# Öffenlicher Bereich > Thailand News >  neue Airline in Thailand

## Willi Wacker

*crystal thai airlines*

http://www.crystalthaiair.com/Default.aspx

----------


## schiene

hab mal ne Probebuchung versucht,da geht aber noch nix.Datum kann nicht eingegeben werden!!

----------


## Willi Wacker

> hab mal ne Probebuchung versucht,da geht aber noch nix.Datum kann nicht eingegeben werden!!

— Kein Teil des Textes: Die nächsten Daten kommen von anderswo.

PR #1330, opened 2024-11-03
feat(router): implement automatic persistent queries (apq)

df-wg:
## Motivation and Context

A popularly requested feature is Automatic Persistent Queries, where the router would automatically persist queries if they are initially sent in the form: 
```
  curl --get http://localhost:4000/graphql \
  --header 'content-type: application/json' \
  --data-urlencode 'query={__typename}' \
  --data-urlencode 'extensions={"persistedQuery":{"version":1,"sha256Hash":"ecf4edb46db40b5132295c0291d62fb65d6759a9eedfa4d5d612dd5ec54a6b38"}}'
```

and then it can be used afterwards just by providing the `sha256Hash`, like: 
```
curl --get http://localhost:4000/graphql \
  --header 'content-type: application/json' \
  --data-urlencode 'extensions={"persistedQuery":{"version":1,"sha256Hash":"ecf4edb46db40b5132295c0291d62fb65d6759a9eedfa4d5d612dd5ec54a6b38"}}'
```

This feature can be enabled via the new top-level configuration:
```
# This is the existing configuration for the previous persisted operations: https://cosmo-docs.wundergraph.com/router/persisted-operations
persisted_operations:
  cache: 
    size: 100MB
  storage: 
    provider_id: s3
    object_prefix: wundergraph

# This is a new feature because persisted operations are related to clients which is not the way how APQ works
automatic_persisted_queries:
  enabled: true
  cache: # This object defines caching particulars
    size: 1024MB # Size must be in MB people can't think in operations and can vary heavily in size. This, at this point, is only relevant for an in-memory cache that we maintain
    ttl: 900 # set both for a local and a remote KV
  storage:
    provider_id: "my_redis"
    object_prefix: cosmo_apq

storage_providers:
  redis: 
    - id: "my_redis"
      url: "redis://localhost:6379"
``` 

## Checklist


router/core/operation_processor.go
```diff
@@ -610,6 +625,10 @@ func (o *OperationKit) normalizePersistedOperation() (cached bool, err error) {
 	o.parsedOperation.NormalizedRepresentation = o.kit.normalizedOperation.String()
 	o.parsedOperation.Request.Variables = o.kit.doc.Input.Variables
 
+	if o.operationProcessor.persistedOperationClient != nil && o.operationProcessor.persistedOperationClient.ApqEnabled() {
```
df-wg, line 628: This was meant to ensure that in cases where we're using APQ, the requests are cached in the proper location, rather than in the general persisted operation cache. However, this could also potentially mean that if a user has both persisted operations enabled and apq enabled, and they requested an operation from their file cached persisted operations, it would get cached in the local cache (because by this point in the operation, we don't know whether the request came from APQ or persisted operation). I welcome any suggestions for how we should address this, if it should be done at this point

router/core/operation_processor.go
```diff
@@ -372,10 +372,25 @@ func (o *OperationKit) FetchPersistedOperation(ctx context.Context, clientInfo *
...
 	// it's important to make a copy of the persisted operation data, because it's used in the cache
 	// we might modify it later, so we don't want to modify the cached data
-	o.parsedOperation.Request.Query = string(persistedOperationData)
+	if persistedOperationData != nil {
+		o.parsedOperation.Request.Query = string(persistedOperationData)
+	}
+
+	// If the operation was fetched with APQ, save it again to renew the TTL
+	if o.operationProcessor.persistedOperationClient.ApqEnabled() {
+		if err = o.operationProcessor.persistedOperationClient.SaveOperation(ctx, clientInfo.Name, o.parsedOperation.GraphQLRequestExtensions.PersistedQuery.Sha256Hash, o.parsedOperation.Request.Query); err != nil {
```
jensneuse, line 390: Will this mean that we're saving every request to the cache when APQ is enabled? This might result in excessive writes to the cache.

router/core/operation_processor.go
jensneuse: I think it's ok if you use both caches, the distributed (Redis) cache to load the APQ content, and the PO cache to cache the normalized version of the APQ. The naming might be slightly off, but I think it'll work fine. Can you remove this early return and validate if tests behave as expected?

I think it's important to cache this step also for APQ because otherwise APQ would never hit the normalization cache, right?

Again, I'm not 100% sure so please test and verify.

router/internal/persistedoperation/apq/client.go
```diff
@@ -0,0 +1,94 @@
...
+	cl.cacheLock = &sync.RWMutex{}
+
+	return cl, err
+}
+
+func (c client) Enabled() bool {
+	return c.enabled
+}
+
+func (c client) PersistedOperation(ctx context.Context, clientName string, sha256Hash string) ([]byte, error) {
```
jensneuse, line 71: I would use pointer receiver instead of value receiver (c *client) as a default. Otherwise each function call creates a client object with copies of all values, which might result in unintended behaviour, e.g. if you want to change something on the client object.

router/internal/persistedoperation/apq/client.go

...soll ab dem 30/31. Januar los gehen...bin gespannt

----------


## schiene

naja,das Angebot der Airline ist ja nicht sonderlich groß.Aber der Flug von Thailand nach Bombay wäre mal ganz interessant.

----------


## schiene

[quote="Willi Wacker...soll ab dem 30/31. Januar los gehen...bin gespannt[/quote]

da geht noch nix  ::

----------


## Willi Wacker

...vieleicht meinten die Januar 2015
Thaistile halt   ::

----------


## schiene

> ...vieleicht meinten die Januar 2015
> Thaistile halt


gut möglich,eine Buchung geht da immer noch nicht!!

----------


## burny63

We apologize to delay our first flight.
CTA Fleet is in Montpellier, Fracne and finished a demo flight sucessfully on 31st of January 2011. However, It's occured technical snags and then CTA Fleet is under the repair. CTA think safety is the first for customers so we decided to postpone our first flight. 

we expect our fleet will be in Thailand on 12 of March 2011 and our first flight will be the end of March. 

we hope our customer's understanding.

Fliegen sie schon oder grounden sie immer noch???

----------